I'd go with my dream car:


----------



## jc4511 (Mar 23, 2003)

*Re: If you had the money , which one would you buy? (GTiDan-FL)*

What is this?


----------



## stgreen (Sep 21, 2002)

*Re: If you had the money , which one would you buy? (jc4511)*

looks like an audi allroad.


----------



## ACD (Feb 20, 1999)

*Re: If you had the money , which one would you buy? (stgreen)*

The allroad doesn't count. It's not supposed to be an suv


----------



## GT17V (Aug 7, 2001)

Toureg V10 TDI....I may save enough money to get one in about 4 to 5 years.


----------



## ASurroca (Sep 3, 2001)

*Re: (converted_vw)*

Touareg, of course http://****************.com/smile/emthup.gif


----------



## LovBug'in (Apr 25, 2003)

Range Rover has the look, capability, and most of all.... the prestige. Nothing else says "cash money" than the name Range Rover.
Besides, years from now all the other models will have come to pass while the Range and Discovery will remain as the nicest/versatile.


----------



## cue03 (Mar 9, 2003)

*Re: (LovBug'in)*

you are right about th range rover. They also do have allot of problems. Even people I know who own the 2003 are having some issues with their vehicles. 
Range rover is looked at as a very prestigous truck both from a capability perspective and from a price point. I think it is moreso that it has been priced out of 90% of the peoples reach so when everyone see them on the road they know how much they cost etc so you automatically say wow.
VW is trying to move upscale in that direction and we will see if it succeeds. They may have been better off spinning another brand specific to the high end vehicles like toyota/lexus, nissan/infinity etc etc.


----------



## vharris528 (May 23, 2003)

*Re: If you had the money , which one would you buy? (Volkswagenut)*

Heyyy why isn't the Volvo XC90 not included??? Personally I think it's very nice, especially the interior. Just my two cents


----------



## TDELTA (Apr 17, 1999)

*Re: If you had the money , which one would you buy? (Volkswagenut)*

Dude, 
What a no brainer.
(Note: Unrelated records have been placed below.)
PR #47, opened 2018-11-08
Add container model

agrare:
Add a container model belonging to a container_group and store the
memory and cpu limits/requests


db/schema.rb
```diff
@@ -225,7 +247,7 @@
     t.datetime "created_at", null: false
     t.datetime "updated_at", null: false
     t.datetime "archived_on"
-    t.bigint "tenant_id"
+    t.bigint "tenant_id", null: false
```
Ladas: hm, I didn't push these in my previous migration (we are missing the check)

db/schema.rb
```diff
@@ -119,6 +119,28 @@
...
+    t.jsonb "resource_timestamps", default: {}
+    t.datetime "resource_timestamps_max"
+    t.datetime "created_at", null: false
+    t.datetime "updated_at", null: false
+    t.datetime "source_created_at"
+    t.datetime "source_deleted_at"
+    t.datetime "archived_on"
+    t.index ["archived_on"], name: "index_containers_on_archived_on"
+    t.index ["container_group_id", "name"], name: "index_containers_on_container_group_id_and_name", unique: true
+    t.index ["container_group_id"], name: "index_containers_on_container_group_id"
```
Ladas: I think this index might be redundant, the unique index should be used for query ```.where(:container_group_id => XY)```

db/schema.rb
agrare: Yeah we need to re-run db:migrate to write out the db/schema.rb file after changing a migration

db/schema.rb
agrare: :+1:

The T-Reg


----------



## GreenFelix00 (Jun 8, 2001)

*Re: If you had the money , which one would you buy? (Volkswagenut)*

As much as I love the Touareg I gotta go with my 1st love... Range Rover








-Paul


----------



## VeeDubbel (Jun 1, 2003)

Does anyone know where they came up with that name?
JJ


----------



## touareg6868 (Jun 1, 2003)

touareg? its some sort of african tribe...


----------



## ASurroca (Sep 3, 2001)

*Re: If you had the money , which one would you buy? (GreenFelix00)*


_Quote, originally posted by *GreenFelix00* »_As much as I love the Touareg I gotta go with my 1st love... Range Rover


















I'd rather take two V6 Touraegs


----------



## NMoore (Jun 11, 2003)

Ferdinand Piech named it, it was his project. 
The offroad abilities were developed in their neighborhood (the Sahara), it is a desert Moslem tribe.


----------



## ericjimenez (Aug 21, 2001)

*Re: (NMoore)*


----------



## veedubtek (Feb 1, 2003)

*Re: (ericjimenez)*

Haha...chalk up 5 votes for the best SUV of all time, the Thing


----------



## Ganiman (Jan 3, 2003)

*Re: (LovBug'in)*


_Quote, originally posted by *LovBug'in* »_Range Rover has the look, capability, and most of all.... the prestige. Nothing else says "cash money" than the name Range Rover.
Besides, years from now all the other models will have come to pass while the Range and Discovery will remain as the nicest/versatile. 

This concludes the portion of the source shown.